The precision is reliable but still depends on the split between training data and testing data. For instance, for MSSQL requires 50/50 split in order to get result for Decision Tree and Naïve Bayes and NetBIOS requires 90/10 split to get result for Gradient Boosting Machine and Naïve Bayes. The split is needed to change because for above dataset, there is not enough information to accurately train the model. For the rest of the dataset, only requires 30% training and 70% testing to get an accurate and precise result.

Since recall is close to 100%, as shown in Table 6, most of the true positive was found therefore proving that the training covers almost all the dataset. Since the accuracy is also almost close to 100% for the average, it simply means that the models predict most of the data correctly. In most test except for the two (Naïve Bayes’ precision for NetBIOS and SYN dataset), precision close to 100% means how useful the generated model is. Generally, the algorithms that are used in this simulation paper can be used to examine DDoS attacks.

Table 6 Algorithmic performance

5 Discussion and Recommendation

After evaluating the different machine learning algorithms, for those algorithms that resulted in high precision, accuracy and recall, it can be recommended to use the algorithm model for DDoS forensics investigations. For lower values, further modelling is required to generate a model that is accurate and precise enough for it to be used in DDoS forensics investigation. It is also recommended for further research to use different dataset and up to date tools to confirm the findings of this research.

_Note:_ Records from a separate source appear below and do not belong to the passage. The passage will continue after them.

Issue #3793, opened 2023-02-15
Section header component


attemka:
[Figma design](https://www.figma.com/file/Pf31tuYpozYmpq163U2ho8/Web-components?node-id=11419%3A264823&t=F0JOQ8XTKU4zfsHy-0)

Implementation details: 

- [ ] two media breakpoints supported
- [ ] mobile\desktop view supported
- [ ] search is debounced
- [ ] filters component uses shared type
- [ ] custom content shouldn't brake the view

PR #4038, opened 2023-04-06
Section component

### LINKED ISSUE #3808: Section component
[Figma design](https://www.figma.com/file/Pf31tuYpozYmpq163U2ho8/Web-components?node-id=11419%3A246478&t=PbJDzXs8a4Zgi5Sx-0)

Implementation details

- [ ] tabs content should be lazy loaded 
- [ ] only current tab content should be rendered

drillprop:
Fix #3808, #3793


packages/atlas/src/components/FilterButton/FilterButton.tsx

After evaluating previous research papers and related work, it can be said the traditional forensic framework is not suitable for big data investigation or DDoS forensics. Khattak et al. [1] and Zawoad and Hasab [4] proposed to use Hadoop’s MapReduce for the forensic investigation of DDoS attacks. This method will help to find out whether the system is under attack, who attacks the system and which incoming traffic is part of the attack. Hadoop provides MapReduce to use for parallel processing of distributed data. Adedayo [5] reassessed the digital forensic examination stages and proposed additional techniques and algorithms that help to handle big data issues in the investigation Fig. 10. The author continues stating that the proposed solution is not intended to stand alone rather than to support the existing framework and to solve the challenge facing by existing methods.

Fig. 10
figure 10

Proposed digital forensics framework

Another study conducted [2] talks about the DDoS attacks and the impacts. The authors proposed a new approach based on network traffic to analyse and detect DDoS attacks using Gaussian Naïve Bayes method. Hoon et al. [15] stated supervised learning algorithms such as Deep Learning, Gradient Boosting, Distributed Random Forest and Naïve Bayes performed better than unsupervised learning algorithms such as farthest first, canopy, make a density-based cluster and filtered cluster. To tackle the big data challenge, Guarino [7] suggested using decision trees and random forest to find anomalous behaviour or anomalous transaction and neural network to recognise application normal behaviours (it is suitable for network forensics to recognise complex patter). Beebe and Clark [11] said implementing data mining tools and research to the forensic investigation will help to reduce processing time associated with data analysis, reduce cost and improve the quality of information.

6 Conclusions

This paper proposes a more practical solution and framework to facilitate DDoS forensics investigation as illustrated in Fig. 10. This paper also carried out simulation using RapidMiner and compare different accuracy, precision and recall of the algorithms in detecting DDoS attacks. This paper evaluates 4 different machines learning algorithm and compares its usefulness and effectiveness. This research initiative used RapidMiner, unlike the previous studies which is majority used WEKA because RapidMiner accept any data format and it prepares the data prior to analysis and optimizes it for faster subsequent.